# What compound brake pads work well...



## FlyingDutchMan (Jul 18, 2003)

with the stock brakes. A high performance pad that will work on the track, but not eat up rotros on the street?

Pagids, Hawk, PFC...?


----------



## TGray5 (Jan 22, 2002)

FlyingDutchMan said:


> with the stock brakes. A high performance pad that will work on the track, but not eat up rotros on the street?
> 
> Pagids, Hawk, PFC...?


I don't think there's any one pad that can handle it all, unless you are a novice, which I know you aren't. I run dedicated track pads on the front for the track and stock pads on the street. I run stock rear pads all the time. The car is just too heavy for an inbetween pad to be able to handle the track. I tried Pagid Blue, but had the same result at the track as I did with stock pads. I've been running Mintex 1155 at the track with good results, but I've just bought a set of Pagid Orange and will give those a try.

A side benefit of running stock pads on the street is that you are covered by BMW under the maintenance plan.


----------



## Pinecone (Apr 3, 2002)

You can run the Turner Cool Willy pads on the street (I have run them to/from track events). Buts LOTS of dust. They work well for me as a track pad also.
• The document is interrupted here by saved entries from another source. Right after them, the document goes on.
PR #2181, opened 2017-10-09
breaking(Tab): remove render(), standartize API

### LINKED ISSUE #2168: Tab: renderActiveOnly={false} does not render
### Steps
I am trying render two components in two Tab Panes with renderActiveOnly={false}

### Expected Result
Show two tabs which contain my two components.

### Actual Result
Shows two tabs with proper labels and empty content.

### Version
0.74.2

### Testcase
https://codepen.io/deilv/pen/qPVKXb

### Hint
If I change renderActiveOnly to {true} or in fact anything other than {false}, the panes render, though I guess the renderActiveOnly functionality is disabled.

### LINKED ISSUE #2184: Accordion open/close state is persisted when it's not suppose to be.
Accordion doesn't reinitialize the state of whether it's open or not.  Whenever there is an update to the props that are passed into the accordion, whether it's open or not is not reset. As a result, it's persisted.

I used Tabs as an example of a way to switch different contents in the accordion.   Imagine you have a component that uses accordion to display content.  If the component updates it's data and want to display a new accordion, this problem will occur

### Steps
https://codepen.io/darewreckk/pen/VMxJoP?editors=1111
1) In Tab 1, close all the accordion
2) Switch to Tab2, notice that the accordion is close.  Open the accordion.  
3) Switch to Tab1, notice that the accordion is open.  Before it was closed.  

### Expected Result
I would expect that the accordion state (whether its open or not) is not persisted between the tabs.

### Actual Result
Whether the accordion is open or not is persisted to the other tabs.

### Version
2.2.4

### Testcase
https://codepen.io/darewreckk/pen/VMxJoP?editors=1111

layershifter:
# BREAKING

Fixes #2168.
Fixes #2184.

# What?

This PR:
- fully replaces the `render()` with `pane` prop, it wasn't the best design from the beginning
- sets `renderActiveOnly` to `false` by default, this behaviour borned made issues

## `renderActiveOnly`

This prop is set to `false` by default.

| **Before** | **After** |
| -------------- | --------------- |
| `<Tab renderActiveOnly />` | `<Tab />` |
| `<Tab />` | `<Tab renderActiveOnly={false} />` |

#### Before

```jsx
const panes = [
  { menuItem: 'Tab 1', render: () => <Tab.Pane>Tab 1 Content</Tab.Pane> },
]

<Tab panes={panes} />
```

#### After

```jsx
const panes = [
  { menuItem: 'Tab 1', pane: 'Tab 1 Content' },]

<Tab panes={panes} />
```

#### Before

```jsx
const panes = [
  { menuItem: 'Tab 1', render: () => <Tab.Pane attached={false}>Tab 1 Content</Tab.Pane> },
]

<Tab panes={panes} />
```

#### After

```jsx
const panes = [
  { menuItem: 'Tab 1', pane: { key: 'pane1', attached: false, content: 'Tab 1 Content' } },
]

<Tab menu={{ secondary: true }} panes={panes} />
```

#### Before

```jsx
const panes = [
  { menuItem: 'Tab 1', render: () => <Tab.Pane><div>Tab 1 Content</div></Tab.Pane> },
]

<Tab panes={panes} />
```

#### After

```jsx
const panes = [
  { menuItem: 'Tab 1', pane: { key: 'pane1', content: <div>Tab 1 Content</div> },
]

<Tab panes={panes} />
```


layershifter (commented):
Finally finished :checkered_flag:

levithomason:
The issue with removing `render` is that the content of all tab panes will be rendered on creation.  React.createElement is going to be called for all tabs since they exist statically in the object.

Using a `render` method ensures the tab pane content is not created until called.  I see no other way of lazily creating tabs.

levithomason:
@layershifter any feedback on my comment ^ ?

FMCorz:
I have just discovered this issue by _accident_, but having used `Tab` I am not sure whether I really liked the `panes` property. And if everything will be initialised within that property, isn't there a way to use children instead?

Example:
```jsx
<Tabs>
  <Tab>
    <Tab.Item>Menu 1</Tab.Item>
    <Tab.Content>Hello, there!</Tab.Content>
  </Tab>
  <Tab content={_ => getContent()} menuItem="Menu 2" />
</Tabs>
```

I'll admit that this is probably more verbose than it needs to be, so I wouldn't argue that this is the way to go, it's just an idea. I'll just end with the fact that I find the `panes` prop to be different from common React components.

Edit: I would also think that the `render` method should still be an option in `panes`.

levithomason:
It is difficult and unreliable to parse children in React.  Especially if those children are wrapped in HOCs.  Child syntax also invites users to add other components that shouldn't be there, which will break the component.

The advantage to using a prop with config is that we can construct the elements ourselves, guarantee parsing, and handle HOCs.  Also, it opens the door for more powerful shorthand props.

layershifter:
@levithomason I understood what you mean, okay we will leave `render`. But this mean that `panes` API will be removed, I will update PR soon.

levithomason:
Curious to see the proposal for removing the panes API.  I've had much good use from the `render()` API in Tab.  As I see, we can accomplish lazy loading, loading all tabs up front, and conditionally rendering the active tab only.  All of this is only possible if we defer the creation of tab panes, at least, that is the only option I can see.

layershifter:
Yep, I will close this PR because it's confusing. Will rework it soon.

PR #2182, opened 2017-10-10
fix(Popup): execute `onClose` when Popup closes on scroll

mkarajohn:
I believe when a popup closes on scroll the `onClose` handler should be called, since the popup *closed*.

This PR makes it so.


mkarajohn:
I am not sure what is breaking the tests. It passed locally and the commit name follows the guidelines. Help?

src/modules/Popup/Popup.js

I haven't run them long enogh to get a good handle on rotor wear, but Turner claims they don't eat rotors, even when cold.


----------



## biodan (Apr 9, 2003)

*brake pads*

I've had 2 sets of Brakeman#3 on my 02M3 SMG. Great stopping power when stone cold and a very linear coefficient of friction. Left them on all the time. I just changed to Pagid Blues mostly because i found them left over from my e36m3 parts collection (usually ran PF97's on the e36m3). i'll be trying them out this weekend at THill.

Other guys i've met at the track like Carbotech Panther Plus. They have a similar temp range (1200 or 1300 degrees) and similar coeff. of friction. I might try them next.
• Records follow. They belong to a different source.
PR #2196, opened 2017-10-14
style(mixed): fix spelling and grammar issues in comments and tests

direvus:
This PR corrects some spelling and grammar errors in docs, code comments and example content.

### DIFF
--- a/src/addons/Ref/Ref.js
+++ b/src/addons/Ref/Ref.js
@@ -29,7 +29,7 @@ export default class Ref extends Component {
   componentDidMount() {
     const { innerRef } = this.props
 
-    // Heads up! Don't move this condition, it's a short circle that avoids run of `findDOMNode`
+    // Heads up! Don't move this condition, it's a short circuit that avoids run of `findDOMNode`
     // if `innerRef` isn't passed
     // eslint-disable-next-line react/no-find-dom-node
     if (innerRef) innerRef(findDOMNode(this))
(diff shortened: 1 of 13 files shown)


layershifter (approved):
@direvus Thanks for your eyes :+1:

src/addons/Ref/Ref.js
```diff
@@ -29,7 +29,7 @@ export default class Ref extends Component {
   componentDidMount() {
     const { innerRef } = this.props
 
-    // Heads up! Don't move this condition, it's a short circle that avoids run of `findDOMNode`
+    // Heads up! Don't move this condition, it's a short circuit that avoids run of `findDOMNode`
```
levithomason, line 32: This one made me chuckle :)

levithomason:
Very cool, thanks much.  There are quite a few of these in the code base and I'd love to clean them all up.... priorities!

direvus:
@levithomason You're very welcome!  I spotted a couple of typos in the documentation and then went on a bit of a rampage.  I've checked every instance of it's/its in the codebase, so I'm pretty confident that those are all correct (for now anyway).

There were a fair number of code comments I came across that seemed non-idiomatic or strangely worded, but I was reluctant to fix those without a solid understanding of what each comment intends to say.

If there are any other particular spelling/grammar errors you think might be widespread in the repo, feel free to let me know and I'll do a sweep.

levithomason:
Awesome, I think the props doc blocks could use a sweep.   As well as the `index.js` files in `docs/app/Examples`.  These contain `<ComponentExample />`s which have `title` and `description` props.  That is what powers the text above every example in the docs.

Many of our contributors are non-native English speakers and awesome developers so I've consciously chosen not to slow them down for grammar's sake.  However, a clean sweep over any of this would be super appreciated!

levithomason:

direvus:
@levithomason No worries, I'll have a look soon.

With the props doc blocks, does it make sense to change both the *.js and the *.d.ts files, or is one of these generated from the other?

levithomason:
Unfortunately, we manage both manually.  Please update both to match.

BTW, i heard about the Brakeman#3's from the Kraft e36m3 mailing list- racers there heard about them from the Viper crowd.
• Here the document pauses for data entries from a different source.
PR #2199, opened 2017-10-16
fix(TextArea): fix autoHeight calculate wrong value on long text

### LINKED ISSUE #2173: TextArea's autoHeight sometimes makes it taller than an actual text
### Steps
1. visit https://react.semantic-ui.com/addons/text-area#text-area-example-auto-height
2. start typing or copy-pasting some very random long text.
3. The `textarea` height will eventually grow higher than the content itself
### Expected Result
the `textarea` height match the content height
### Actual Result
the `textarea` height is more than the content height
### Version
0.74.2
### Browsers tested
Chrome  61.0.3163.100
FireFox 55.0.3
### Explanation
I think this happen because the way we calculate height. By setting `height` to auto the overflow content will sit in the textarea with a scroll bar. So `scrollHeight` will *sometimes* has a value larger than the actual content height *without* a scroll bar. Because there could be a scenario where the appearance of the scroll bar will push some words down to a new line.

I think this will happen in an environment where the scroll bar actually take spaces in the viewport. 

### Testcase
https://codepen.io/WiNloSt/pen/qPxEaY

WiNloSt:
Calculate content height without taking a vertical scroll bar into account.

fixes #2173

### DIFF
--- a/src/addons/TextArea/TextArea.js
+++ b/src/addons/TextArea/TextArea.js
@@ -115,7 +115,9 @@ class TextArea extends Component {
 
     // Measure the scrollHeight and update the height to match.
     this.ref.style.height = 'auto'
+    this.ref.style.overflowY = 'hidden'
     this.ref.style.height = `${Math.max(parseFloat(minHeight), Math.ceil(this.ref.scrollHeight + borderHeight))}px`
+    this.ref.style.overflowY = ''
   }
 
   render() {


WiNloSt:
Tests failed at
```
adds/removes body classes "dimmable dimmed" on mount/unmount
```

Not sure if it has anything to do with my code, but tests passes on my machine.

layershifter:
Retrigger build, now CI passing

levithomason:
Thanks folks!

levithomason:

PR #2205, opened 2017-10-17
feat(typings): export DropdownOnSearchChangeData

pierre-H:
Useful when we need to define the function : 
```ts
private onSearchChange = (e: React.SyntheticEvent<HTMLElement>, data: DropdownOnSearchChangeData) => {
    // my function
};
```


layershifter (approved):
@pierre-H thanks :+1: I've retrigged built and it passed as expected

levithomason:

PR #2212, opened 2017-10-18
fix(FormField): pass content prop through

### LINKED ISSUE #2211: Form.Button's content attribute
### Steps
Create a `Form.Button` with a text given in a `content` attribute:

www.thebrakeman.com - no online sales yet, but any local garage or race shop can become a 'dealer'.

Others like the Pagid Oranges or Ferodo DS2500.



FlyingDutchMan said:


> with the stock brakes. A high performance pad that will work on the track, but not eat up rotros on the street?
> 
> Pagids, Hawk, PFC...?


----------



## The HACK (Dec 19, 2001)

biodan said:


> I've had 2 sets of Brakeman#3 on my 02M3 SMG. Great stopping power when stone cold and a very linear coefficient of friction. Left them on all the time. I just changed to Pagid Blues mostly because i found them left over from my e36m3 parts collection (usually ran PF97's on the e36m3). i'll be trying them out this weekend at THill.
> 
> Other guys i've met at the track like Carbotech Panther Plus. They have a similar temp range (1200 or 1300 degrees) and similar coeff. of friction. I might try them next.
> 
> ...


Carbotechs are exceptional pads. Good bite and consistent all the way through, and mated with a stock system can make a car out-break another similar car equipped with big brake kits but not so great pads.

The Panther Pluses are good track pads that you can use on the street (if you can get used to the noise and dust factor) since it works so well cold. Factor that with the fact the company is run by a whole bunch of enthusiasts just like us, makes the choice simple for me.

Wear is very good too. My first set of front Carbotechs survived ~15,000 miles and two very brake intensive schools.


----------



## biodan (Apr 9, 2003)

The Brakeman#3's also squealed- till i discovered this orange acrylic-like goo from PepBoys that i applied thin dabs to the pad horns and a couple of spots on the outward pad. I like the orange because i can see exactly where & how much i use (rather than brake grease).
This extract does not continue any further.